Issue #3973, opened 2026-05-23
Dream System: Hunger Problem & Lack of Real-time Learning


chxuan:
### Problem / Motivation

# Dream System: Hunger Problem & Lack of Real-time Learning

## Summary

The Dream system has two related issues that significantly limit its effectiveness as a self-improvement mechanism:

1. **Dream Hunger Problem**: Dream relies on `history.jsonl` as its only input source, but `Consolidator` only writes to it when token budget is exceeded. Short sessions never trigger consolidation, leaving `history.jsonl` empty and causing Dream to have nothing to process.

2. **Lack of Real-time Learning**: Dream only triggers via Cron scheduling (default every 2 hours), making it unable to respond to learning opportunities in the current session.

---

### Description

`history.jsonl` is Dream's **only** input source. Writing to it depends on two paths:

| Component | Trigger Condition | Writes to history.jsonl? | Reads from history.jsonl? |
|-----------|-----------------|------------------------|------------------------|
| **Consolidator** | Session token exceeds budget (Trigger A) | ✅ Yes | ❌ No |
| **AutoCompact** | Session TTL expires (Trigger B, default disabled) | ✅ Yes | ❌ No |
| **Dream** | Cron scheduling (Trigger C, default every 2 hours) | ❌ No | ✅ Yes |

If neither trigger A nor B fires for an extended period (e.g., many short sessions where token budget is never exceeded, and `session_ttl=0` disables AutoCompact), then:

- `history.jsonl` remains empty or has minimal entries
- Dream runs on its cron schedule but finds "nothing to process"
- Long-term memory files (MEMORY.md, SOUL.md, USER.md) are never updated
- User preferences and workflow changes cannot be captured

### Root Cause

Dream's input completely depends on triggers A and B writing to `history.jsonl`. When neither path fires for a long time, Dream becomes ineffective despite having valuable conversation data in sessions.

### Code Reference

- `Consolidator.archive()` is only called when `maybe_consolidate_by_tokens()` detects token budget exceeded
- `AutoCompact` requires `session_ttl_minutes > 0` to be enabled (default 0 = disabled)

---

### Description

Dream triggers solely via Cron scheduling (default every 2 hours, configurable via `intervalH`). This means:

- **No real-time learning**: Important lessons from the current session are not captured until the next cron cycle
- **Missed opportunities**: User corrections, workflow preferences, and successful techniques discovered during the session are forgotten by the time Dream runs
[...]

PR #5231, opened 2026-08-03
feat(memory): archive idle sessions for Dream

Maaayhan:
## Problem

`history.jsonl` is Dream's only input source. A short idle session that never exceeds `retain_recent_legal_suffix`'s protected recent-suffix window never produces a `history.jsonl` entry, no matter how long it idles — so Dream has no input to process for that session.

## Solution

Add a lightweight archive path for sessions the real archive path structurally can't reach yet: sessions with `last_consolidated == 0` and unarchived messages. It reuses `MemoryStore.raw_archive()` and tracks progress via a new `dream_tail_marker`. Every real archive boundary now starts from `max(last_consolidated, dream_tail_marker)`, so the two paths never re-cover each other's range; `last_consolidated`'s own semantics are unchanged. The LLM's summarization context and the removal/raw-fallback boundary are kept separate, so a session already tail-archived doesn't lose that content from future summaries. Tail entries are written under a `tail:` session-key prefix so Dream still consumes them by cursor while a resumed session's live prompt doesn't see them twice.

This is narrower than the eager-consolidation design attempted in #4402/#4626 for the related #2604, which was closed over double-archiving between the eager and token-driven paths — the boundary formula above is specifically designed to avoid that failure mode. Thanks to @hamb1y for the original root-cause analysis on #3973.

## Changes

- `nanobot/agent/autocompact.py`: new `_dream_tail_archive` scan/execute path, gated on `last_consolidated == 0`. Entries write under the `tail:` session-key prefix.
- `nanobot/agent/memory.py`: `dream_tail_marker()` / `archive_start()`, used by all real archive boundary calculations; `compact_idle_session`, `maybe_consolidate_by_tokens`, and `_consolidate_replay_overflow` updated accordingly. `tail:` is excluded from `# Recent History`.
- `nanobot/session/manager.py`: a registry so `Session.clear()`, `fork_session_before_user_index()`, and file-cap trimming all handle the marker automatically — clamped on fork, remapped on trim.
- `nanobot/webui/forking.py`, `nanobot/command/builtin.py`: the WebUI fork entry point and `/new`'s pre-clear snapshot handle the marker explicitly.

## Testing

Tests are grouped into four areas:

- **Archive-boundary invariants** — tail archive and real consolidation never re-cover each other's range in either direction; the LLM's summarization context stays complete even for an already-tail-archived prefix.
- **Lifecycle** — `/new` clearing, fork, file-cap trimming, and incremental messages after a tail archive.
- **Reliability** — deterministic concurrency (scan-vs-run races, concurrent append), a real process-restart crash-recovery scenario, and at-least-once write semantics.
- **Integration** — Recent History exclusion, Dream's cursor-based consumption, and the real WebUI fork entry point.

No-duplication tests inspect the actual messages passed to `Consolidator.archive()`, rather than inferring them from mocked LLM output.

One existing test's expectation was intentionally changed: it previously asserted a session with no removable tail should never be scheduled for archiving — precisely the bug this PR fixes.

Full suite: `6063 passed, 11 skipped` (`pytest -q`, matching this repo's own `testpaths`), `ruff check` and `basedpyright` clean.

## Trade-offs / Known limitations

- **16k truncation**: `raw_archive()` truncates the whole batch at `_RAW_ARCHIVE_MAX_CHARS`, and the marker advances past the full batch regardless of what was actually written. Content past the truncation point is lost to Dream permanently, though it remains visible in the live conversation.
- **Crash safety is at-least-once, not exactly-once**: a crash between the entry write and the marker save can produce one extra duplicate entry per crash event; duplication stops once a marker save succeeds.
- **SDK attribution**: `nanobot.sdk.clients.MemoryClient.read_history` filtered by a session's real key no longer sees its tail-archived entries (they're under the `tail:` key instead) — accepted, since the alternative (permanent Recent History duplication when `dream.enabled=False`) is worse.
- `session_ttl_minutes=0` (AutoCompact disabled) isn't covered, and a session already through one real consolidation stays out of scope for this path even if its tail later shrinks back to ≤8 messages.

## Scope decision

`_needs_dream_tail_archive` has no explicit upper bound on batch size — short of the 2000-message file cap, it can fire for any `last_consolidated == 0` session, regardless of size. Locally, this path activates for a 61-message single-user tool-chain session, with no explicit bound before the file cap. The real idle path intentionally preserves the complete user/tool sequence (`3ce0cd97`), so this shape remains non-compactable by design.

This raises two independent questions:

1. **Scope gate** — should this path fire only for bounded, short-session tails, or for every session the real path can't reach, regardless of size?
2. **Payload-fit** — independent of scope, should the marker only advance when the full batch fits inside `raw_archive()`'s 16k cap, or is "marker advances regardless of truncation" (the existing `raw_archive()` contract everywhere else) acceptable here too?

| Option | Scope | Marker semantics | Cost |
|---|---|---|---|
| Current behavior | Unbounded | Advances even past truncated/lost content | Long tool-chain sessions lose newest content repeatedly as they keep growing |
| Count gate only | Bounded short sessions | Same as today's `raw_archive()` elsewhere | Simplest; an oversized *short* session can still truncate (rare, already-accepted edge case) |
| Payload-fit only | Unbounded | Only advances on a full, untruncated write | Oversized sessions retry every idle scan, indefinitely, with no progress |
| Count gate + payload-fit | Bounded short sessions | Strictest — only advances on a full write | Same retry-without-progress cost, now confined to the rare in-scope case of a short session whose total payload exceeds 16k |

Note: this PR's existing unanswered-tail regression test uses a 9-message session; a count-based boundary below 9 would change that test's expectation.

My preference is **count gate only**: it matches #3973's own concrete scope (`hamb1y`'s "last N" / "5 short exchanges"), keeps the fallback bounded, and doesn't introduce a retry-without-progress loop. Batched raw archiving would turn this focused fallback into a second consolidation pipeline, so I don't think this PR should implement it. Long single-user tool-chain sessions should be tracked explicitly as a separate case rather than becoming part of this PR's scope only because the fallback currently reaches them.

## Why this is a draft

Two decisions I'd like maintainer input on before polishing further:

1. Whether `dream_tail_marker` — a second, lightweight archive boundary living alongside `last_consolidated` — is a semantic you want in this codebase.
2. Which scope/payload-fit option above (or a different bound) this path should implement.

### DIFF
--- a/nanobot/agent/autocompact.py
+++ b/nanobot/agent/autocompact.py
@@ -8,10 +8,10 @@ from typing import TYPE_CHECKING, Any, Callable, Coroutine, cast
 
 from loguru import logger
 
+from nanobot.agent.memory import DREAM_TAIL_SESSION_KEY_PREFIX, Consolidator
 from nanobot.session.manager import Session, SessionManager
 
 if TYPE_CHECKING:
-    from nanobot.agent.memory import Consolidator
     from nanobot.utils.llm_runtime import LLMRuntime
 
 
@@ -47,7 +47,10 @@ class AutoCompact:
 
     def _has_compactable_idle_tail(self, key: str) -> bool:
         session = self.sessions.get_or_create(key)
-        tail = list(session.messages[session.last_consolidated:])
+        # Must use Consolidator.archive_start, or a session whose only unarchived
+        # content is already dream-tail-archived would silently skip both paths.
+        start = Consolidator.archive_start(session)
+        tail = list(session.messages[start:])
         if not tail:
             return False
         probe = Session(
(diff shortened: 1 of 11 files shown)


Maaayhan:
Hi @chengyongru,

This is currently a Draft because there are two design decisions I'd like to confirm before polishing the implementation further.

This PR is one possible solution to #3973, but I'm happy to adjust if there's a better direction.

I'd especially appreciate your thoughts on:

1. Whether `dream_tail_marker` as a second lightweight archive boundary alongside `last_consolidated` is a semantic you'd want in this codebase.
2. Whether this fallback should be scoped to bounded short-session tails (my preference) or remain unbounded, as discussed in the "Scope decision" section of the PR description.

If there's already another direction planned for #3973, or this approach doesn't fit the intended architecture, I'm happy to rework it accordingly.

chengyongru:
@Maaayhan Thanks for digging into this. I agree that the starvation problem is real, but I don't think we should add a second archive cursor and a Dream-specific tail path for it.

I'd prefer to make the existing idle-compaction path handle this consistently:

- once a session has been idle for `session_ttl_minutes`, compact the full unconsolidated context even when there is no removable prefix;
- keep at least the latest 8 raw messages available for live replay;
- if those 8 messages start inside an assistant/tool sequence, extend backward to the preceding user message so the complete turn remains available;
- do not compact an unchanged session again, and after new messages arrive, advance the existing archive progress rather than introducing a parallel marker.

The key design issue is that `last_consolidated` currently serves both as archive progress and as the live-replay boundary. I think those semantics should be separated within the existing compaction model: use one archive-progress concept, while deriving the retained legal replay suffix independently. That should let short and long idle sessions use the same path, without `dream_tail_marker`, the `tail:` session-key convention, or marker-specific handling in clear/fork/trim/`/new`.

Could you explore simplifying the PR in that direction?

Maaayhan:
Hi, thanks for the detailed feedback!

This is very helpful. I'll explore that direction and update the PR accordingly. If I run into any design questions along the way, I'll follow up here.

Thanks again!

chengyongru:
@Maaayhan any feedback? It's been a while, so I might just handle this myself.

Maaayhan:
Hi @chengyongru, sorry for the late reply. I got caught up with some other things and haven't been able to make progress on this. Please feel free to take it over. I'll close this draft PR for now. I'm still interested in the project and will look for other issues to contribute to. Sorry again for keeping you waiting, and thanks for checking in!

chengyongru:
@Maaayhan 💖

_Task objective_.
Reproduce the listing above exactly, but only from its first line through the line holding "If neither trigger"; both of those lines are included.

_Response area_.
Issue #3973, opened 2026-05-23
Dream System: Hunger Problem & Lack of Real-time Learning


chxuan:
### Problem / Motivation

# Dream System: Hunger Problem & Lack of Real-time Learning

## Summary

The Dream system has two related issues that significantly limit its effectiveness as a self-improvement mechanism:

1. **Dream Hunger Problem**: Dream relies on `history.jsonl` as its only input source, but `Consolidator` only writes to it when token budget is exceeded. Short sessions never trigger consolidation, leaving `history.jsonl` empty and causing Dream to have nothing to process.

2. **Lack of Real-time Learning**: Dream only triggers via Cron scheduling (default every 2 hours), making it unable to respond to learning opportunities in the current session.

---

### Description

`history.jsonl` is Dream's **only** input source. Writing to it depends on two paths:

| Component | Trigger Condition | Writes to history.jsonl? | Reads from history.jsonl? |
|-----------|-----------------|------------------------|------------------------|
| **Consolidator** | Session token exceeds budget (Trigger A) | ✅ Yes | ❌ No |
| **AutoCompact** | Session TTL expires (Trigger B, default disabled) | ✅ Yes | ❌ No |
| **Dream** | Cron scheduling (Trigger C, default every 2 hours) | ❌ No | ✅ Yes |

If neither trigger A nor B fires for an extended period (e.g., many short sessions where token budget is never exceeded, and `session_ttl=0` disables AutoCompact), then:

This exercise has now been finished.